Сидя рядом, не слишком близко, но и не слишком далеко, они молчат, зачарованные всеобщим прощальным сиянием, всеобщим торжественным замиранием природы. Тереза следит за белками, высоко задирая голову и стремительно восклицая: «Voyez, voyez, Robert»; желая указать, где именно, она берет его за руку и его рукою неловко показывает в чащу, и Роберту кажется, что рука его коснулась священного неземного тепла; не могучи вынести прикосновения, он сам отнимает руку и поворачивает голову.
— Voyez, voyez encore! — восклицает Тереза, но, видя, что он не следит вовсе, она затихает и вопросительно-печально смотрит на него. Молчание. Наконец, Тереза серьезно, как только дети это умеют, спрашивает:
— Роберт, вы печальны в последнее время, что с вами, вы и бойскаутов своих забросили, и о зимних занятиях не думаете, что с вами, вы сердитесь, Роберт?

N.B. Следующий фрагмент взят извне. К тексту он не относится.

PR #685, opened 2025-02-27
Patch 'should encrypt a secret share' issues

erik-3milabs:
This PR patches the two issues that prevented 'should encrypt a secret share' from executing:
1. The `crypto-bigint` patch is updated to point to the same commit as the `cryptography-private` repository uses, and
2. replace `OsRng` with `ChaCha20`; the former uses the `getrandom` crate which is hard to compile on `wasm` targets.

### DIFF
--- a/Cargo.lock
+++ b/Cargo.lock
@@ -1753,19 +1753,19 @@ checksum = "f46ad14479a25103f283c0f10005961cf086d8dc42205bb44c46ac563475dca6"
 [[package]]
 name = "class_groups"
 version = "0.1.0"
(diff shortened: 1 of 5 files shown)


zeevmoney:
@erik-3milabs what is this PR? why did you base it one some unknown branch?

zeevmoney (changes requested):
do not merge, talk to me first.

erik-3milabs:
@zeevmoney, I wrote this patch for @ItayLevyOfficial. @ItayLevyOfficial, please let me know which branch you'd like me to base it against.

PR #688, opened 2025-03-02
684 sign

ItayLevyOfficial:


.gitignore
```diff
@@ -75,3 +75,4 @@ docs/content/references/framework/**
 
 lcov.info
 ika_config.json
+ika_config.yaml
```
ItayLevyOfficial, line 78: needed to ignore the new config file @yaelAbergel started generating on each run

PR #689, opened 2025-03-02
feat: Incorporate cryptography-private Wasm fix

ItayLevyOfficial:
This allows running a complete dWallet creation flow without using a mock


sdk/typescript/test/e2e/dwallet-mpc.test.ts
ItayLevyOfficial, line 1: removed the tests that use a mock of the DKG first round output as they are now redundant

PR #757, opened 2025-03-17
fix: Allow deserializing the class groups key pair and proof when restarting the chain

ItayLevyOfficial:
The chain restart can still fail due to another bug in the checkpointing mechanism, this PR only mitigates the class group key deserialization issue.


zeevmoney:
fixed in #759

PR #774, opened 2025-03-24
chore: Remove the duplicated implementation of the `message_digest` function 

ItayLevyOfficial:
This function uses the `k256` crate & it's being used both in the Wasm & the backend code. I moved this function & all related logic to the `shared-wasm-class-groups`, and now I use it from both the Wasm code and the backend. 

This PR also includes renaming the `class_groups_constants` crate to `shared-wasm-class-groups`, as now it contains the `message_digest` function, which is not a constant.


crates/shared-wasm-class-groups/src/message_digest.rs
```diff
@@ -0,0 +1,45 @@
...
+            &sha3::Keccak256::new_with_prefix(message).finalize_fixed(),
+        )
+        .map_err(|e| anyhow::Error::msg(format!("KECCAK256 bits2field error: {:?}", e)))?,
+
+        Hash::SHA256 => {
+            bits2field::<k256::Secp256k1>(&sha2::Sha256::new_with_prefix(message).finalize_fixed())
+                .map_err(|e| anyhow::Error::msg(format!("SHA256 bits2field error: {:?}", e)))?
+        }
+    };
+    #[allow(clippy::useless_conversion)]
```
zeevmoney, line 42: why? comment

crates/shared-wasm-class-groups/src/message_digest.rs
```diff
@@ -0,0 +1,45 @@
+use k256::ecdsa::hazmat::bits2field;
+use k256::elliptic_curve::ops::Reduce;
+use k256::{elliptic_curve, U256};
+use sha3::digest::FixedOutput;
+use sha3::Digest;
+use twopc_mpc::secp256k1;
+/// Supported hash functions for message digest.
```
zeevmoney, line 7:
```suggestion
use twopc_mpc::secp256k1;

/// Supported hash functions for message digest.
```

zeevmoney (changes requested):
see comment

crates/shared-wasm-class-groups/src/message_digest.rs
ItayLevyOfficial: this was in the original function, I removed it

zeevmoney (approved):

PR #783, opened 2025-03-26
fix: Allow full nodes to sync checkpoints from peers

ItayLevyOfficial:


crates/ika-swarm-config/src/sui_client.rs
ItayLevyOfficial, line 1: Sadika directly pushed the last pr without running `cargo fmt`

zeevmoney (approved):

PR #790, opened 2025-03-30
chore: Report Sui on rejected sessions

ItayLevyOfficial:


yaelAbergel (approved):
Looks good! Just add documentation explaining how it should work.

PR #823, opened 2025-04-03
chore: Limit the number of concurrent active MPC sessions

### LINKED ISSUE #822: load the last session to run from move all the time & run sessions only until this sequence number

ItayLevyOfficial:
This is needed to allow completing all the MPC sessions on an epoch switch in a reasonable time


crates/ika-core/src/dwallet_mpc/mpc_manager.rs
```diff
@@ -553,10 +582,10 @@ impl DWalletMPCManager {
         &mut self,
         session_id: &ObjectID,
         mpc_event_data: Option<MPCEventData>,
+        session_sequence_number: u64,
     ) {
         if self.mpc_sessions.contains_key(&session_id) {
-            // This should never happen, as the session ID is a Move UniqueID.
-            error!(
+            warn!(
```
ItayLevyOfficial, line 588: This can happen now due to the load_missed_events logic

crates/ika-core/src/dwallet_mpc/mpc_manager.rs
```diff
@@ -150,9 +155,27 @@ impl DWalletMPCManager {
...
             pending_for_events_order: Default::default(),
+            last_completed_session_sequence_number: 0,
         })
     }
 
+    pub(crate) fn update_last_completed_session_sequence_number(
+        &mut self,
+        last_completed_session_sequence_number: u64,
+    ) {
+        if last_completed_session_sequence_number < self.last_completed_session_sequence_number {
```
ycscaly, line 166:
```suggestion
        if last_completed_session_sequence_number <= self.last_completed_session_sequence_number {
```

crates/ika-core/src/dwallet_mpc/mpc_manager.rs
```diff
@@ -150,9 +155,27 @@ impl DWalletMPCManager {
...
+            return;
+        }
+        for i in self.last_completed_session_sequence_number
+            ..=(last_completed_session_sequence_number + MAX_ACTIVE_SESSIONS_BUFFER)
+        {
+            if let Some(session) = self.pending_sessions.remove(&i) {
+                self.mpc_sessions.insert(session.session_id, session);
+            }
+        }
```
ycscaly, line 175: It is anyways not how we discussed as far as I know: the Move should keep a `last_event_to_execute` and not be computed here. We should think if this ,akes any difference

crates/ika-core/src/dwallet_mpc/mpc_manager.rs
```diff
@@ -509,7 +536,11 @@ impl DWalletMPCManager {
                     "received a message for an MPC session ID: `{:?}` which an event has not yet received for",
                     message.session_id
                 );
-                self.push_new_mpc_session(&message.session_id, None);
+                self.push_new_mpc_session(
```
ycscaly, line 539: We said we want to limit now what sessions can we receive message for and mark validators that send messages for inexisting sessions as malicious

crates/ika-core/src/dwallet_mpc/mpc_manager.rs
ycscaly: Where is that?

ycscaly (changes requested):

Роберт молчит; чем больше ему хочется говорить, тем больше ясна ему невозможность этого; он смотрит на нее вскользь, ложится навзничь и долго всматривается в голубое сиянье высот; потом вдруг сиянье это расплывается, и слезы теплыми струйками стекают по его щекам. Стараясь не выдать себя, он неловко трет глаза и только смущается, размазывает слезы и сморкается; тогда она обнимает его, как раненого солдата, и, поддерживая его голову и низко склоняясь к нему, тихонечко говорит:
— Voyons, Robert, qu'avez-vous, qu'avez-vous, suisje fautive de votre peine?
— Нет, — отнекивается он. Потом, еле слышно: — Я — парий, я — священник.
— Вы — посвященный, вы — служитель Христа, — изумленно возражает она.
— Моя вера — это вы, — тихо, с закрытыми глазами, молвил он и в страхе еще крепче зажмурился.
Пораженная, она молчит и, забыв нелепость этого объяснения, низко склонясь над ним, гладит лицо его соломенными своими волосами.
— Но почему вы плачете, если вы меня любите? Любить это ведь такое счастье.
— Ах, Тереза, любить это такая мука, мука, мука любить и расстаться такою осенью.
Я уезжаю, Тереза.
— Но почему, Роберт? Я сделаюсь монахиней. Вы останетесь здесь, и мы будем вечно видеться в церкви и в школе.
— Нет, Тереза, все уже смеются над нами, да и вы не любите меня.
— Да откуда вы взяли это?
Тогда он приподымается с безумной тревогой, крепко схватывает ее за плечи и, отстранив от себя, долго-долго всматривается ей в глаза, потом вдруг отпускает ее и, с размаху уткнувшись лицом в хвою, говорит, рыдая:
— Будь проклят Бог и святые, обманщики, обманщики.
— Опомнитесь! — в величайшем волнении восклицает Тереза. — Вспомните, что говорил Христос: любите друг друга. Если вы хотите делать то, что сестра Бригитта делает с садовником, то сделайте это; мне так приятно будет сделать вам хорошо.
В слезах Роберт ухмыляется горько:
— Я хотел бы, чтобы вы меня любили.
Ошеломленная Тереза молчит; белка, спустившись необычайно низко, садится против нее и наблюдает, притаившись за розовым, чистым гранитным валуном. Солнце, косыми своими лучами скользя по папоротнику, низко освещает поляну, слышнее шумит невидимый ключ, и неведомо откуда взявшаяся ворона срывается с ветки и, громко возглашая, пропадает вдали. Буквально ничего, ничего не понимает она в жизни, и вот уже слезы, вовсе неутираемые, опять заливают его руки.